As Stephen Taylor, commercial director of MSD Biologics, explained, “during process development and laboratory process characterization (LPC) studies, the aim is to acquire a good understanding of each unit operation and define operating windows, to ensure acceptable and consistent product quality.
“If a high degree of process understanding is gained, and the process is consistently operated within the defined windows, then theoretically there should be less need to incorporate PAT.” According to Taylor, this approach brings operational and delivery benefits to clients by enabling a relatively high throughput of different products.
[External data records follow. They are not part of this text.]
PR #857, opened 2026-08-14
Never publish upstream error text, and mask tokens by shape

hotsunchip:
## Summary

A `CLAUDE_CODE_OAUTH_TOKEN` was rotated with a stray space and the review panel
published it to a public pull request. A space makes an `Authorization` header
structurally invalid, so the HTTP client rejects it **before sending** and quotes
the value back. `classifyResult` carried that as `detail`, and the panel
interpolated `detail` into a lens summary reaching a check-run body, a PR comment
and the job summary.

A merely **wrong** token gives a clean 401 with no echo — the typo, not the
invalidity, caused the disclosure. Neither GitHub Secrets nor log masking could
have helped: the panel must hold the token to authenticate, and a PR comment is a
request body with no log for a scrubber to sit in front of.

## Why not port agent-pipeline#2

#850 returned the pipeline to this repository two hours after that PR opened,
restoring the unfixed files and deleting the vendoring machinery — there is no pin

PAT is also being used in process development and selected manufacturing campaigns at Merck. “During a typical fermentation, critical quality parameters such as pH, temperature, CO2 evolution, O2 uptake rate, and respiratory quotient are monitored in real time using probes and in-line mass spec analysis,” Taylor commented. PAT has been implemented during downstream processing, though to a lesser extent “where real-time monitoring has been used to determine when process steps have progressed to an optimal level,” he added.
CMC Icos Biologics has integrated analytical characterization of the protein produced during the clonal selection phase of cell-line development with its CHEF-1® expression platform, focusing on selection of clones producing the highest quality product in addition to selecting for productivity and viability.
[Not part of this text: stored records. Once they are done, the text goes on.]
PR #865, opened 2026-08-17
Keep an image pasted next to another from being merged away

### LINKED ISSUE #726: Docs: copy-and-pasting attached images to a document has wrong behavior
### What happened:

copy-and-pasting attached images to a document has wrong behavior.

image should pasted.

Select the attached image to the document, then copy and paste it.
- if caret is located after image, image is not pasted.
- if caret is located before image, caret is moved after image and image is not pasted. each time type a character, one pasted image is displayed. 

### Environment:

- Operating system:
- Browser and version:

shjohw12:
## Summary

Stop `normalizeInlineList` from merging structural inlines. An image (and a
page number) keeps its payload in the style while its text is a single
placeholder character, so one inline describes exactly one object — merging two
of them loses one.

## Why

Pasting an image immediately before or after another one dropped it: the image
never appeared, the caret behaved as though it had moved past one, and typing
afterwards surfaced copies of the original a character at a time.

`normalizeInlineList` merges neighbouring inlines whose styles compare equal,
and two image runs qualified. Concatenating them gives a two-character run under
a single `style.image`, which cannot describe two images: the second is dropped
while the offsets still count both. That one merge accounts for all three
reported symptoms — the missing image, the caret appearing to skip it, and the
copies appearing one per keystroke as later edits split the doubled run.

**Equality is the wrong test to fix this on.** Copying an image and pasting it
beside itself leaves two runs holding identical `ImageData`, so any by-value
comparison correctly reports "equal" and merges them anyway. `isStructuralInline`
refuses the merge on structure instead, regardless of how the styles compare.

`pageNumber` is included: the renderer replaces a page-number run *whole* with
the page number (`doc-canvas.ts`), so a merged pair renders one number while the
offsets count two.

### Two defects this also fixes

Probing the paste path before pushing turned up the same merge in wider forms —
both now covered by tests:

| Paste | Before | After |
|---|---|---|
| Text just **before** an image | `hi￼` — **`style.image` dropped, image gone** | `hi` + `￼` |
| Text just **after** an image | `￼hi` under `style.image` — text absorbed | `￼` + `hi` |

The first is the worse one: pasting plain text in front of an image deleted the
image, because the first run's style wins the merge. Nothing about that paste
touched the image.

## Linked Issues

Fixes #726

## Author checklist

## Verification

Skip reason (if applicable): none — locally `pnpm verify:self` passed (21 lanes
run, 9 filtered as unaffected, 0 failures), re-checked after rebasing onto
`cc0e281e0`. The boxes are left for the CI comment to confirm.

## Risk Assessment

- User-facing risk: low, and confined to paste. `normalizeInlineList` is reached
  only through `spliceInlinesAt` → `insertBlocks`, so nothing outside the paste
  path changes. Before pushing I recorded paste behaviour across six scenarios
  with and without the guard: plain text into text, differing styles, and
  multi-block paste came out **byte-identical**; only the three structural-inline
  cases changed, each from a broken result to a correct one.
- No unbounded run growth from refusing these merges: a structural inline is
  exactly one character, and `sliceInlines` drops zero-length slices, so such a
  run cannot split into two non-empty runs. Their count is bounded by the number
  of objects actually inserted. Ordinary text runs still merge as before, which
  is what keeps editing from fragmenting the list.
- Data/security risk: none. No persistence, network, or permission surface.
- Rollback plan: revert the commit. The guard is two clauses in one condition
  plus an exported predicate; removing them restores the previous behaviour.

## Notes for Reviewers

- UI changes: none.
- **Scope.** This is the paste half of #726. Copying an image that is selected by
  clicking it fails for a different reason, in a different file, and is fixed in
  a separate PR so each can be reviewed on its own.
- **`pageNumber` is deliberate, not speculative.** The renderer's whole-run
  substitution makes a merged pair render one number, and the probe above shows
  text pasted next to a page number being absorbed today. It is also the only
  clause with a single test guarding it — worth knowing if you are weighing
  test coverage.
- **Not fixed here:** `applyInsertText` guards `style.image` against absorbing
  typed text but not `style.pageNumber`, so *typing* after a page number in a
  header is still swallowed by the same substitution. Same root concept, but a
  different call path (`store/block-helpers.ts`), so it is being filed
  separately rather than widened into this PR.
- **How the tests were checked.** Each was confirmed to fail with the guard
  removed, and the guard's clauses were mutated one at a time to see which test
  catches which — earlier in this work two tests passed against broken code
  (one dispatched no bare-modifier keydown, one used two *different* images
  where the real case uses identical ones), so "a test exists" was not treated
  as evidence on its own.
- AI assistance: authored with Claude Code (Claude Opus 5) — the guard, the
  predicate, the tests, and this description.

## Summary by CodeRabbit

* **Bug Fixes**
  * Pasted images and page numbers now remain distinct instead of being merged with adjacent content.
  * Pasted text no longer absorbs or removes nearby images and page numbers.
  * Regular text formatting continues to merge correctly when appropriate.

* **Tests**
  * Added coverage for image and structural-inline paste behavior.

### DIFF
--- a/packages/docs/src/model/types.ts
+++ b/packages/docs/src/model/types.ts
@@ -423,6 +423,22 @@ export function inlineStylesEqual(a: InlineStyle, b: InlineStyle): boolean {
   );
 }
 
+/**
+ * Whether an inline is a *structural* kind — an image or a page number —
+ * rather than styled text.
+ *
+ * These carry their payload in the style (`style.image`) while their text
+ * is a single placeholder character, so one inline describes exactly one
+ * object. That makes them unmergeable: concatenating two image inlines
+ * gives a two-character run under a single `style.image`, which cannot
+ * describe two images — the second is lost while the offsets still count
+ * both. Equality is not the test here; two *identical* images (copy an
+ * image, then paste it beside itself) must still stay separate runs.
+ */
+export function isStructuralInline(inline: Inline): boolean {
+  return inline.style.image !== undefined || inline.style.pageNumber === true;
+}
+
 // --- Table types ---
 
 export interface BorderStyle {
--- a/packages/docs/src/view/text-editor.ts
+++ b/packages/docs/src/view/text-editor.ts
@@ -1,5 +1,5 @@
 import type { Block, BlockCellInfo, CellAddress, DocPosition, DocRange, Inline, InlineStyle, HeadingLevel, TableCell } from '../model/types.js';
-import { generateBlockId, getBlockText, getBlockTextLength, DEFAULT_BLOCK_STYLE, createBlock, createTableBlock, normalizeTableMerges } from '../model/types.js';
+import { generateBlockId, getBlockText, getBlockTextLength, DEFAULT_BLOCK_STYLE, createBlock, createTableBlock, normalizeTableMerges, isStructuralInline } from '../model/types.js';
 import { Doc, type EditContext } from '../model/document.js';
 import { cloneBlockWithFreshIds } from '../store/block-helpers.js';
 import { serializeClipboard, deserializeClipboard, cloneTableCells, parseHtmlToBlocks, parseHtmlTableToTableCells, parseMarkdownTableToTableCells, parseMarkdownWithTables, WAFFLEDOCS_MIME } from './clipboard.js';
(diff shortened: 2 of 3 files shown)


hackerwins:
@coderabbitai review this.

hackerwins (approved):
Thanks for your contribution.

Jenifer L. Wheat, vp of business development, said that “ensuring choice of a clone expressing protein that matches the specifically desired analytical profile is critical for second-generation processes and biosimilar development. Monoclonality is also assured through imaging of colony outgrowth with Genetix’ CloneSelect, providing higher confidence levels in clonality than traditional limiting dilution cloning.”
Meridian Life Science is actively evaluating and implementing PAT initiatives. Design control, environmental monitoring, process yield improvements, CAPA streamlining, risk management, and process mapping are a few of the initiatives being implemented.
“These processes are helping Meridian increase our competitiveness and fully meet the needs of our customers in domestic and international markets,” commented Alan Rich, director of regulatory affairs and QA/QC. “They are allowing Meridian to shorten lead times for new product releases, reduce costs, minimize headcount, improve quality, and reduce scrap.”